Balaustion spenceri
- Conservation status: Priority One — Poorly Known Taxa (DEC)

Scientific classification
- Kingdom: Plantae
- Clade: Tracheophytes
- Clade: Angiosperms
- Clade: Eudicots
- Clade: Rosids
- Order: Myrtales
- Family: Myrtaceae
- Genus: Balaustion
- Species: B. spenceri
- Binomial name: Balaustion spenceri Rye

= Balaustion spenceri =

- Genus: Balaustion
- Species: spenceri
- Authority: Rye
- Conservation status: P1

Species of flowering plant

Balaustion spenceri is a species of flowering plant in the family Myrtaceae and is endemic to the a restricted part of the south-west of Western Australia. It is shrub forming a low dome, with egg-shaped, narrowly egg-shaped or narrowly elliptic leaves, and white flowers with 20 to 24 stamens.

==Description==
Balaustion spenceri is a shrub that forms a low dome 20–30 cm wide and 50–90 cm wide, the flowering branchlets with usually one flower or sometimes a pair of flowers. Its leaves are narrowly egg-shaped, sometimes with the narrower end towards the base, or narrowly elliptic, 3.0–3.5 mm long and 0.6–1.1 mm wide on a petiole 0.4–0.5 mm long, the lower surface narrowly keeled near the tip with usually one or two main rows of oil glands each side of the midvein. The flowers are 8.5–11 mm in diameter on a peduncle 1.0–2.5 mm long, each flower on a pedicel 2.0–3.5 mm long. The floral tube is 1.5–2.0 mm long and 3–4 mm wide, the free part about 0.7 mm long and deep reddish. The sepals are broadly egg-shaped, 0.8–1.5 mm long, 1.7–2.3 mm wide and deep red with a whitish border. The petals are white, 3.5–5 mm long, with 20 to 24 stamens. Flowering has been recorded in June and October.

==Taxonomy==
Balaustion spenceri was first formally described in 2022 by Barbara Lynette Rye in the journal Nuytsia from specimens she collected with Malcolm Trudgen near Baladjie Rock in 2004. The specific epithet (spenceri) honours Phillip J. Spencer, who first collected this species in 1995.
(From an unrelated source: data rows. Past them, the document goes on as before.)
Issue #352, opened 2017-06-12
Store blockchain seqs and unspents in boltdb


iketheadore:
### Description

For now, we have block tree struct to store all blocks in db, each depth of the tree may have multiple blocks, we use consensus algorithm to determine the path and form the blockchain.  

Each time we start the node, will go through the block tree and get the blockchain head and unspent pool, which is a waste of time. So we now decide to store unspents and block head in boltdb, which will speed up our wallet opening speed.

iketheadore:
Fixed in #363

PR #363, opened 2017-06-16
Use db to store unspent outputs and block head

iketheadore:
- Fix the #352. 
- Update READEME about the formatting issue
- Update test cases in historydb package
- Service unspent outputs in RAM


iketheadore:
Have bug if the unspent pool bucket is broken, need to reset the bucket and parse again.

gz-c:
should we retain the in-memory unspent pool as an option?

src/gui/wallet.go
```diff
@@ -499,7 +483,8 @@ func walletNewAddresses(gateway *daemon.Gateway) http.HandlerFunc {
 		}
 
 		if err := Wg.SaveWallet(wltID); err != nil {
-			wh.Error500(w, "")
+			logger.Error("save wallet failed when generate new addresses: %v", err)
```
gz-c: `logger.Errorf` or `logger.Error("save wallet failed when generate new addresses:", err)`

gz-c: There are multiple places this change is needed in this file, I am referencing this documentation: https://godoc.org/github.com/op/go-logging#Logger.Error

src/visor/blockchain.go
```diff
@@ -235,20 +263,25 @@ func (bc *Blockchain) ExecuteBlock(b *coin.Block) (coin.UxArray, error) {
 	txns := b.Body.Transactions
 	for _, tx := range txns {
 		// Remove spent outputs
-		bc.unspent.DelMultiple(tx.In)
+		if err := bc.Unspent.Delete(tx.In); err != nil {
```
gz-c: does it need to rollback previous changes if it encounters error partway through?

gz-c: same question for several locations in this file

src/visor/blockchain_parser.go
```diff
@@ -41,16 +39,6 @@ func NewBlockchainParser(hisDB *historydb.HistoryDB, bc *Blockchain, ops ...Pars
 	return bp
 }
 
-// // BindParsedNotifier sets the parsedFunc
-// func (bcp *BlockchainParser) BindParsedNotifier(f func(height uint64)) {
-// 	bcp.parsedFunc = f
-// }
-
-// Start the parsing process
-func (bcp *BlockchainParser) Start() {
```
gz-c: is `startC` no longer used? can remove from struct if so

src/visor/blockchain_parser.go
```diff
@@ -93,35 +82,24 @@ func (bcp *BlockchainParser) Stop() {
...
-		// logger.Critical("historydb parse %d/%d", bcHeight, bcHeight)
 	}
-	bcp.parsedHeight = bcHeight
-	return nil
+
+	if parsedHeight < int64(bcHeight) {
+		logger.Info("parse block from %d to %d", parsedHeight+1, bcHeight)
+	}
+
+	return bcp.historyDB.SetParsedHeight(bcHeight)
```
gz-c: is it possible for `bcHeight < parsedHeight`? if so i'm not sure it is ok to call `SetParsedHeight` when that occurs. should check for `bcHeight < parsedHeight` as initial condition

src/visor/blockdb/unspent.go
```diff
@@ -0,0 +1,248 @@
...
+	if err != nil {
+		return err
+	}
+
+	xorhash = xorhash.Xor(ux.SnapshotHash())
+	if err := up.setXorHash(xorhash); err != nil {
+		return err
+	}
+
+	return up.pool.Put([]byte(h.Hex()), v)
```
gz-c: what happens if `Put` fails here? `setXorHash` has succeeded

src/visor/blockdb/unspent.go
```diff
@@ -0,0 +1,248 @@
...
+			return coin.UxOut{}, false, fmt.Errorf("get uxout from pool failed: %v", err)
+		}
+		return ux, true, nil
+	}
+
+	return coin.UxOut{}, false, nil
+}
+
+// GetAll returns Pool as an array. Note: they are not in any particular order.
+func (up *UnspentPool) GetAll() (ua coin.UxArray, err error) {
```
gz-c: can remove the return values identifiers

src/visor/blockdb/unspent.go
```diff
@@ -0,0 +1,248 @@
...
+		arr = append(arr, uxout)
+		return nil
+	}); err != nil {
+		return coin.UxArray{}, err
+	}
+
+	return arr, nil
+}
+
+// delete removes an unsepnt from the pool by hash
```
gz-c: unsepnt -> unspent

src/visor/blockdb/unspent.go
```diff
@@ -0,0 +1,248 @@
...
+			return err
+		}
+
+		hash = hash.Xor(ux.SnapshotHash())
+		if err := up.setXorHash(hash); err != nil {
+			return err
+		}
+
+		// delete unspent hash from pool
+		if err := up.pool.Delete([]byte(h.Hex())); err != nil {
```
gz-c: same issue here, if `Delete` fails, the xorhash is already set

src/visor/blockdb/unspent.go
```diff
@@ -0,0 +1,248 @@
...
+		if err := encoder.DeserializeRaw(v, &ux); err != nil {
+			return err
+		}
+
+		if ux.Body.Address == addr {
+			uxs = append(uxs, ux)
+		}
+		return nil
+	}); err != nil {
+		return coin.UxArray{}, fmt.Errorf("get unsepnts of address %v failed: %v",
```
gz-c: unsepnts -> unspents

==Distribution and habitat==
This species of Balaustion grows in brown loam in high open shrubland between Warralakin and Bullfinch in the Avon Wheatbelt bioregion in the south-west of Western Australia.

==Conservation status==
Balaustion spenceri is listed as "Priority One" by the Government of Western Australia Department of Biodiversity, Conservation and Attractions, meaning that it is known from only one or a few locations where it is potentially at risk.